Ainsi, en pratique, la BNB coopère avec les autorités belges suivantes :

  1. la CTIF ;
  2. la FSMA ;
  3. le SPF Finances (Trésorerie) ;
  4. le SPF Economie.

La coopération avec la FSMA, le SPF Finances (Trésorerie) et le SPF Economie s’avère particulièrement pertinente pour garantir la cohérence globale des actions de contrôle lorsque plusieurs institutions financières appartenant à un même groupe relèvent des compétences d’autorités de contrôle différentes, ou lorsqu’une même institution financière relève simultanément des compétences de contrôle de deux autorités. Cette coopération inclut l’échange de toutes informations utiles à l’exercice de leurs compétences de contrôle respectives, notamment en ce qui concerne :

  • les modalités de gouvernance et d’organisation des institutions financières concernées et leur évaluation par les autorités ;
  • les politiques, les procédures et le contrôle interne de ces institutions financières et leur évaluation par les autorités ;
  • les informations fournies par les institutions financières, notamment, dans le cadre des reportings ad hoc ou périodiques requis par ces autorités ;
  • l’évaluation par celles-ci des risques de BC/FT associés à ces institutions financières ;
  • les constats des autorités quant au respect des obligations en matière de LBC/FT par ces institutions financières ;
  • les actions de contrôle envisagées ou exécutées par ces autorités, leurs résultats, et les décisions qui peuvent en découler ;
  • etc.

Cette coopération peut également déboucher sur des actions de contrôle coordonnées, voire conjointes. Ainsi, à titre d’exemple, lorsque cela apparaît pertinent, des représentants de la FSMA, du SPF Finances (Trésorerie) ou du SPF Economie peuvent être associés aux inspections sur place en matière de LBC/FT qui sont effectuées par les services de la BNB, ou inversement. Cette coopération ne porte cependant pas préjudice aux compétences légales de contrôle respectivement allouées à chacune de ces autorités à l’égard des institutions financières concernées.

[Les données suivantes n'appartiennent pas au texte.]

PR #5765, opened 2026-08-12
[DOCS] PMM-15302 Show ssh key tab only in AMI deployment

matejkubinec:
Ticket number: PMM-15302

Documentation for https://github.com/percona/pmm/pull/5744


catalinaadam (approved):

documentation/docs/install-pmm/install-pmm-server/deployment-options/virtual/ssh.md
```diff
@@ -13,8 +16,6 @@ To configure SSH access:
 2. Enter your public key in the **SSH Key** field.
 3. Click **Apply changes**.
```
travagliad, line 19: Should we mention that applying changes here will replace the existing SSH Key? I think it's important to note that only 1 SSH Key is allowed to exist, and that applying changes here won't disconnect whoever is connected, but it might be risky because applying a wrong SSH Key will remove the previous working one, so users should keep a working session until they confirm new key works.

documentation/docs/install-pmm/install-pmm-server/deployment-options/virtual/ssh.md
```diff
@@ -13,8 +16,6 @@ To configure SSH access:
 2. Enter your public key in the **SSH Key** field.
```
travagliad:
```suggestion
2. Enter your public key in the **SSH key** field.
```

documentation/docs/install-pmm/install-pmm-server/deployment-options/virtual/ssh.md
matejkubinec: @catalinaadam Davi made a good point, updated the file with mention about the singular ssh key + warning

travagliad (approved):

PR #5767, opened 2026-08-12
PMM-15308 Trim whitespace from dashboard titles

theTibi:
Ticket number: PMM-15308

Feature build: https://github.com/Percona-Lab/pmm-submodules/pull/4525

## Summary

- **Bug**: panel and dashboard titles carried leading/trailing whitespace — the reported `"InnoDB Buffer Pool Data "`, plus **38 more across 14 dashboards** (e.g. `Nodes_Overview.json` has 8 *leading*-space titles like `" Top Disk Latency"`).
- **Root cause**: nothing validated titles. The `Dashboards → Check` job already runs `cleanup-dash.py --check-only`, but its `CLEANUPERS` list only normalised `editable`/`time`/`timezone`/`refresh`/`id`, so untrimmed titles always passed.
- **Fix**: trim the 39 titles, and add a `trim_titles` cleanuper so the existing CI gate catches regressions — the trim-on-publish the reporter asked for.

## Notes for reviewers

**1. The `--check-only` reporter needed a `title:` case too.** It hardcodes per-field comparisons, so adding `trim_titles` alone would have made CI exit 1 while printing *no reason*. `walk_titles` is shared by the cleanuper and the reporter so the two cannot drift.

**2. Titles were trimmed in place, not via `cleanup-dash.py` write mode.** `--check-only` compares *parsed objects*, while write mode re-serialises with `sort_keys`/`indent=4`. Running it over the tree would reformat **6 unrelated dashboards wholesale** (~26k lines of indentation churn): `MongoDB_Cluster_Summary`, `MongoDB_Collections_Overview`, `MongoDB_ReplSet_Summary`, `PMM_Health`, `PostgreSQL_Instance_Summary`, `PostgreSQL_Top_Queries`. That drift is pre-existing and left alone here — worth its own ticket, since the CI error message points devs at exactly that command.

**3. One behaviour-visible change.** `MySQL_User_Details.json` `panels[0]` is a `text` spacer whose title is literally `" "`; it becomes `""`. Confirmed as intended.

**4. First Python tests in the repo.** `test_cleanup_dash.py` is stdlib `unittest` — no new dependency. Happy to drop it and the CI step if you'd rather not set the precedent.

**5. The whole-tree gate, and how it is scoped.** `TestRepoDashboards` runs `--check-only` over all 76 dashboards, so a dirty dashboard fails the job no matter which file the PR touched. That breadth is deliberate — it is what forces a whole-tree fix when a cleanuper is added, exactly as this PR had to do — but the workflow triggers on `paths: dashboards/**`, so left unscoped it would gate unrelated PRs (a `pmm-app` change, a `yarn.lock` bump) on every dashboard in the tree. The `Test the cleanup script` step therefore runs only when the PR changes a dashboard JSON file, `cleanup-dash.py` / `test_cleanup_dash.py`, or `dashboards.yml` itself — whoever edits the gate should see it run, and that is the one place the widened scope is deliberate. It runs **after** the per-dashboard check so a whole-tree failure never hides the step summary and `::error file=` annotations for the PR's own dashboards. On failure it prints the tool's own per-file report — every dirty field as `"raw" -> "cleaned"` — and sorts failures into three buckets with different remedies: *needs cleanup* (run the cleanuper), *failed without naming a field* (a cleanuper has no case in the `--check-only` reporter; write mode still fixes the file), and *could not be checked at all* (the tool crashed; the cleanuper hits the same error). Each bucket is capped at 10 entries so a systemic fault does not bury the explanation. The trigger matches any `dashboards/misc/test_*.py`, so a PR adding a test module actually runs it. `AGENTS.md` and `dashboards/dashboards/AGENTS.md` document the new command.

**6. Drive-by: the `check` job was fail-open.** `git diff … | sort -u > changed_dashboards.txt || true` returns `sort`'s exit status, so an unresolvable base SHA yielded an empty file and the job reported success with no dashboard checked at all. It now fails with an annotation. Pre-existing, fixed here because note 5 doubled the blast radius (two skipped checks instead of one). The workflow also now triggers on changes to itself — before this, a PR fixing only `dashboards.yml` merged without ever running it.

## Test plan

- [x] `cleanup-dash.py --check-only` fails on exactly 14 dashboards before the trim, passes on **all 76** after
- [x] All 76 dashboards still parse as JSON; **0** untrimmed titles remain
- [x] Diff is title-only — **0** changed dashboard lines that are not `"title":`
- [x] 20 tests pass in a clean `ubuntu:24.04` / Python 3.12.3 container (mirrors CI runner), no pip installs; also green on Python 3.9.6 / 3.13.7 / 3.14.3, so the suite is not tied to the runner's minor version
- [x] **Negative-tested**: reverting the tool → 12 errors + 4 failures; reverting the dashboards → fails listing all 39 titles
- [x] Failure paths verified in throwaway repos — crash (missing `time`, malformed JSON, non-dict root), cleanuper with no reporter case incl. unrelated stderr noise, missing dashboard tree, mixed dirty+broken, and the printed remediation command actually runs and makes the gate pass: **19/19 assertions**, plus a second harness of **24** covering the three-bucket split, exit-code reporting, output capping and per-field reporter coverage (positive *and* negative probes)
- [x] The `check` job's changed-files step executed verbatim against a real / bogus / empty base SHA → **0 / 1 / 1**, each failure carrying a `::error::` annotation; the `tooling` output resolves to **1** for a dashboard / `cleanup-dash.py` / `test_*.py` / `dashboards.yml` change and **0** for a `pmm-app`-only or lockfile-only change
- [x] Write-mode round-trip clean; `plugin.json`'s 68 dashboard paths all resolve
- [ ] Not run: live PMM server render check — change is a pure whitespace trim with no query or schema impact

## Related

- Follow-up candidate: normalise the 6 reformat-prone dashboards so `cleanup-dash.py <file>` is safe to run as CI suggests.


dashboards/misc/test_cleanup_dash.py
```diff
@@ -0,0 +1,192 @@
...
+    def dashboards(self):
+        for dp, _, fns in os.walk(DASH_DIR):
+            for fn in sorted(fns):
+                if fn.endswith('.json'):
+                    yield os.path.join(dp, fn)
+
+    def test_all_dashboards_pass_check_only(self):
+        failures = [p for p in self.dashboards()
+                    if run_cli('--check-only', p).returncode != 0]
+        self.assertEqual(failures, [], f'{len(failures)} dashboard(s) fail the gate')
```
mattiasimonato: This test quietly changes the CI policy. The step in `.github/workflows/dashboards.yml:105` checks only the dashboards a PR touched, on purpose. This one checks all 76, so from now on any PR that touches `dashboards/**` (the QAN plugin, a lockfile bump) is gated on every dashboard in the tree.

I'm fine with that as a policy, but two problems: it isn't mentioned in the PR description, and the test only keeps the exit code, so a failure prints `['path/a.json'] != []` with no reason and none of the "run this command" hint the real step gives. And per your own note 2, that command reformats 6 dashboards wholesale.

`test_no_untrimmed_titles_remain` right below already gives you the repo-wide title guard, in process, with a clear message. I'd drop this one, or print the stdout of the failures.

mattiasimonato (approved):
One comment below on the repo-wide test. Not blocking, but I'd like it sorted before merge.

matejkubinec (approved):

dashboards/misc/test_cleanup_dash.py
theTibi: Fixed in 96188794f — kept the test, took both of your points.

**Scoping.** The suite no longer runs on every `dashboards/**` PR. `Get changed dashboard files` now sets a `tooling` output, and `Test the cleanup script` runs only when the PR changes a dashboard JSON, `cleanup-dash.py` / `test_*.py`, or `dashboards.yml` itself. A QAN plugin change or a lockfile bump is not gated on the tree any more. Two related bits: the step moved *after* `Run cleanup check per dashboard`, so a whole-tree failure can't bury the step summary and `::error file=` annotations for the PR's own dashboards; and I added `dashboards.yml` to the trigger paths plus the `tooling` pattern, because whoever edits the gate should see it run — that is the one place the widened scope is deliberate.

**The failure message.** It keeps the tool's own per-file report now, and splits the three failure kinds because they need different remedies:

```
1 of 77 dashboard(s) need cleanup:
Dashboard: dashboards/dashboards/Insight/Advanced_Data_Exploration.json
  title: "  Dirty Title  " -> "Dirty Title"
Fix the reported fields with `python3 dashboards/misc/cleanup-dash.py <file>`, then review
the diff: write mode re-serialises the whole file, so some dashboards pick up unrelated
reformatting.
1 of 77 dashboard(s) could not be checked at all:
Dashboard: dashboards/dashboards/Insight/broken.json
  json.decoder.JSONDecodeError: Expecting property name enclosed in double quotes: line 1 column 2
The cleanuper cannot fix these -- write mode hits the same error. Repair the dashboard JSON,
or harden cleanup-dash.py.
```

That is real output from a dirtied copy of the tree, not a mock-up. Your point about note 2 is why the remediation line carries the reformatting caveat rather than just the command. A third bucket covers "exited non-zero but named no field", i.e. a cleanuper with no matching case in the `--check-only` reporter — write mode still fixes those, so it does not send anyone JSON-hunting. Each bucket caps at 10 dashboards with `... and N more`, since a systemic fault would otherwise bury the one line that says what to do.

I kept `test_all_dashboards_pass_check_only` alongside `test_no_untrimmed_titles_remain` because they fail on different things: the in-process one only sees titles, while this one runs the real CLI and catches any cleanuper regression, a broken reporter case, or a crash. Both now name the offending file — parse errors in the in-process tests were raising a path-less `JSONDecodeError`, fixed with `subTest`.

**Description.** Notes 5 and 6 now spell out the whole-tree gate, how it is scoped, and the drive-by fix to the fail-open `|| true` in the changed-files step (it returned `sort`'s status, so an unresolvable base SHA meant a green job with nothing checked).

Verified: 20/20 pass on the current tree; the changed-files step run verbatim against a real / bogus / empty base SHA gives 0 / 1 / 1 with annotations; the gate resolves `tooling=1` for this commit and `0` for a `pmm-app`-only or lockfile-only change.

La coopération de la BNB avec la CTIF se distingue de celle avec les trois autres autorités belges précitées dans la mesure où la nature des missions de cette dernière diffère de celle des missions confiées à la BNB. En qualité de « cellule de renseignements financiers », la CTIF n’exerce en effet pas de missions de contrôle des institutions financières assujetties et ne dispose donc pas nécessairement d’informations précises, par exemple, sur la gouvernance, l’organisation, les procédures internes, etc, des institutions financières. En revanche, étant destinataire des déclarations de soupçons que lui adressent les institutions financières, la CTIF peut être alertées par des activités déclaratives atypiques de certaines de ces institutions (par ex. des retards systématiques de déclaration de soupçons ou de réponse aux demandes de renseignements adressés par la CTIF, des déclarations régulièrement lacunaires et incomplètes, des déclarations ne reposant pas sur des soupçons, etc). De telles informations sont, par nature, utiles à l’exercice des compétences de contrôle de la BNB.

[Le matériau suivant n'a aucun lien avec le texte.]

PR #5890, opened 2026-09-04
PMM-15260 Make pmm-agent Node registration idempotent

ademidoff:
Ticket number: PMM-15260

Feature build: https://github.com/Percona-Lab/pmm-submodules/pull/4558

`pmm-agent setup` registered the Node on every run. A forced registration makes PMM Server drop the
Node together with every Service on it, because `RegisterNode` removes the existing Node with
`RemoveCascade`. That is harmless for the database operators, whose sidecars keep their configuration
in an ephemeral file and re-add their own Services on each container start. It silently deletes
user-added Services from a long-lived PMM Client, which is what PMM-14989 reports and what the
pmm-ha Helm chart needs in order to pre-provision Client pods as monitoring delegates.

This PR covers points 1 and 2 of the ticket:

- **Registration is skipped when it would be a no-op.** An Agent whose configuration already holds an
  ID and which is set up against the same PMM Server keeps its Node and its Services. `--force` still
  registers the Node again exactly as before, and pointing an Agent at a different PMM Server
  registers it there. The address is compared against the configuration file rather than the merged
  configuration, which is what keeps `pmm-admin config` against a new server working.
- **The Agent verifies that the server still knows it before skipping.** Otherwise an Agent is
  stranded whenever PMM Server no longer has its ID, e.g. after the server was reinstalled or
  restored from a backup predating the registration, and pmm-agent loops on "No Agent with ID" while
  monitoring nothing. Setup now asks the server and registers again when the answer is no. 404, 401
  and 403 all count as an answer, since registering either succeeds or reports a credentials problem
  with an actionable message. An unreachable server is not an answer: a failed check keeps the
  existing registration, so an Agent still starts while PMM Server has no elected leader.

Both commits are the prototypes from `PMM-14665-skip-non-eligible-nodes-from-add-service`, reverted in
9af8db5b5 to keep that ticket to its own scope. They are cherry-picked onto current `main` here with
no conflicts, and carry their unit tests.

### Not in this PR

Points 3 and 4 of the ticket are deliberately left out and stay open:

- **Node adoption**, so that a client reclaims a Node whose pmm-agent is not connected instead of
  failing with AlreadyExists. It weakens a guard that matters outside Kubernetes, where two hosts can
  share a hostname, and the ticket's open question on gating it needs settling first.
- **Treating "No Agent with ID" as a terminal rejection** in the connect loop. Worth doing, but it
  would turn a systemd-managed install into a restart loop, and in Kubernetes a container restart does
[...]

PR #5785, opened 2026-08-18
[DOCS] 3.10.0 release

catalinaadam:
Ticket number: PMM-0

Feature build: SUBMODULES-0

If this PR adds, removes or alters one or more API endpoints, please review and update the relevant [API documentation](https://github.com/percona/pmm/tree/main/documentation/api) as well:

- [ ] API Docs updated

If this PR is related to other PRs, contributions, or ongoing work in this or other repositories, please reference them here:

- Links to related work items (optional).

PR #5897, opened 2026-09-07
PMM-14989 Fix the Kubernetes PMM Client persistence example

ademidoff:
Ticket number: PMM-14989

Feature build: N/A - documentation only.

Based on `doc-3.10.0`, not `main`.

## The problem

This is the user-facing half of PMM-14989. The reporter followed the Kubernetes page exactly,
created the PV and PVC it asks for, and still lost every database Service they had added whenever
the pod restarted or the client image was upgraded. The page was wrong in four ways at once:

- The volume was introduced as "persistent storage for PMM Client data between pod restarts" and
  then mounted at `/usr/local/percona/pmm/tmp`, never at `config`, where the Agent identity lives.
- `PMM_AGENT_CONFIG_FILE` was the relative `config/pmm-agent.yaml`, resolving under the image's
  `WORKDIR` and so onto the container's ephemeral layer rather than the volume.
- The workload was a `Deployment`, so the pod hostname, and with it the Node name, changed on every
  rollout.
- `PMM_AGENT_SETUP_FORCE=1` was set, which makes PMM Server remove the Node together with every
  Service configured on it.

The first two mean nothing was ever persisted; the last two mean the Node would have been replaced
even if it had been.

## The example now

A `StatefulSet`, whose pod name is stable and is passed to `PMM_AGENT_SETUP_NODE_NAME`, with the
volume claimed from a `volumeClaimTemplates` entry and mounted at both directories that have to
survive a restart: `config` for the identity, `tmp` for the metrics the Client buffers on disk while
PMM Server is unreachable. `PMM_AGENT_CONFIG_FILE` is absolute so it cannot drift from the mount,
and `fsGroup: 1002` replaces the chown init container.

The force flag is gone from the manifest and documented instead as the one-off recovery for a volume
lost while its Node still exists in PMM, with the consequence spelled out.

Setup still runs on every start. That is only safe from **3.10.0**, where PMM-15260 (percona/pmm#5890)
makes `pmm-agent setup` idempotent, so the page states the requirement up front - on earlier
versions this manifest still loses Services, and quietly.

Also adds a step that deletes the pod to show the identity surviving the restart, and fixes the
troubleshooting section, which pointed at `pmm-client-pvc`, a claim the flow no longer creates.

## The sidecar example

Its deployment pattern is unchanged and correct: an ephemeral configuration file, a forced setup and
a prerun script that re-adds the database service on every start. A sidecar's lifecycle is the
database's, so it rebuilds its state rather than keeping it, which is what the Percona database
operators do too.

What it did carry was the same false promise as the standalone example. It created a 10Gi
PersistentVolume and claim for the PMM Client and declared a pod volume for them, none of which any
container ever mounted, and step 2 introduced that storage as being "for storing PMM Client and
MySQL data between pod restarts". Second commit removes the volume, the claim and the pod volume
entry, says the remaining storage is for MySQL, and states why the Client gets none - so the
removal does not read later as an omission to correct. Every volume the example declares is now
mounted by a container.

## The command pages

`pmm-agent setup` and `pmm-admin config` are what the manifests on the install pages actually run, so
the pages describing them carry the same promise. They described the idempotent registration as it
stood when they were written, and one sentence had since become wrong: `--force` does not *replace*
the Node PMM Server holds the pmm-agent on when the names differ. It registers the name you gave as a
new Node and leaves the other one, with its Services, behind. That is the state the install examples
exist to avoid, so the wording is corrected on both pages.

Both now list what a re-run does rather than running it together in one paragraph, and cover what was
missing from it:

- the configuration file being left unchanged when setup did not read it, which is the `pmm-admin config` path
- an unverifiable PMM Server keeping the registration, warning on standard error, and still succeeding
- an encrypted configuration file needing its key before setup can tell whether the Node is registered
- a registered Node address or type being reported rather than quietly ignored
- the Agent ID `--skip-registration` expects, and where it may come from

The `--force` row in the options table matches the flag's own help text again.

## Verification

No local mkdocs build - the change is confined to one page and adds no new links, so `linkspector`
in CI covers what a build would. The manifest itself was checked, since it is hand-written and
readers copy it verbatim:

- every manifest on the page parses as YAML, and `kubectl apply --dry-run=client` accepts each one
- `PMM_AGENT_CONFIG_FILE` resolves inside a mounted path, which is the specific defect being fixed
- no `PMM_AGENT_SETUP_FORCE` in the manifest
- code fences balanced across the page, and the admonition classes match those already used in
  `documentation/docs`

## Related

- percona/pmm#5890 - PMM-15260, the pmm-agent change this page depends on.
- percona/percona-helm-charts#954 - the pmm-ha chart, which already deploys its Client pods this
  way and will drop its own registration gate once 3.10.0 is out.

A release note for PMM-15260 is not yet in `documentation/docs/release-notes/3.10.0.md`; its ticket
asks for one, and it is not part of this PR.

### DIFF
--- a/documentation/docs/install-pmm/install-pmm-client/docker.md
+++ b/documentation/docs/install-pmm/install-pmm-client/docker.md
@@ -184,5 +184,6 @@ When running PMM Client in Docker, use the `PMM_AGENT_PRERUN_SCRIPT` argument to
 
 ## Tips for Docker configuration
 
+- The examples above register the Node on every start, because `PMM_AGENT_SETUP_FORCE=1` replaces the Node together with the Services on it, and the prerun script adds them again. To keep the Node and its Services across containers instead, mount a volume at `/usr/local/percona/pmm/config`, drop `PMM_AGENT_SETUP_FORCE`, and set `PMM_AGENT_SETUP_NODE_NAME`: the Node name defaults to the hostname, which a new container does not keep, and `pmm-agent setup` stops when PMM Server has the pmm-agent registered under another name. Requires PMM Client 3.10.0 or later.
 - Ensure your host's firewall and routing rules are configured to allow Docker communications. This is crucial for Docker containers to communicate properly. For more details, see the [troubleshooting checklist](../../troubleshoot/checklist.md).
 - To view available pmm-agent command-line options, run: `docker run --rm percona/pmm-client:3 --help`
--- a/documentation/docs/install-pmm/install-pmm-client/docker.md
+++ b/documentation/docs/install-pmm/install-pmm-client/docker.md
@@ -32,6 +32,11 @@ Set up PMM Client by deploying it as a Docker container and registering it with 
 
 Deploy and register PMM Client to start monitoring your node. 
 
+PMM identifies a Node by name, and the identity that PMM Server issues to the pmm-agent is stored in its configuration file. Keep both stable, a fixed `PMM_AGENT_SETUP_NODE_NAME` and a volume for the configuration, and the Node together with the Services you add survives a restart, a re-created container, or an image upgrade.
+
+!!! caution alert alert-warning "Requires PMM Client 3.10.0 or later"
+    Earlier versions register the Node again on every container start, and PMM Server answers a re-registration by removing the Node together with every Service configured on it. On those versions the Services you add to a restarted container are lost regardless of the volume you give it.
+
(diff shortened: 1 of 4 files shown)


catalinaadam (commented):
Pushed commit with a linguistic review and updated rel notes separately with https://github.com/percona/pmm/pull/5785/changes/88679ab08e5664b76bb849d2b163ff8078eef177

Pour veiller à ce que de telles informations soient portées à la connaissance des autorités de contrôle chaque fois que cela est utile, d’une part, l’article 83, § 2, 3°, de la Loi anti-blanchiment lève le secret professionnel auquel la CTIF est légalement tenue afin de l’autoriser à communiquer aux autorités de contrôle toutes les informations utiles pour ces autorités à l’exercice de leurs compétences de contrôle et de sanction. D’autre part, l’article 121, § 3, de la Loi anti-blanchiment crée une obligation de coopération entre la CTIF et les autorités belges de contrôle, notamment la BNB, et dispose qu’elles doivent coopérer et échanger entre elles toutes informations utiles chaque fois que cela est nécessaire pour l’exercice de leurs compétences prévues par ou en vertu de la loi.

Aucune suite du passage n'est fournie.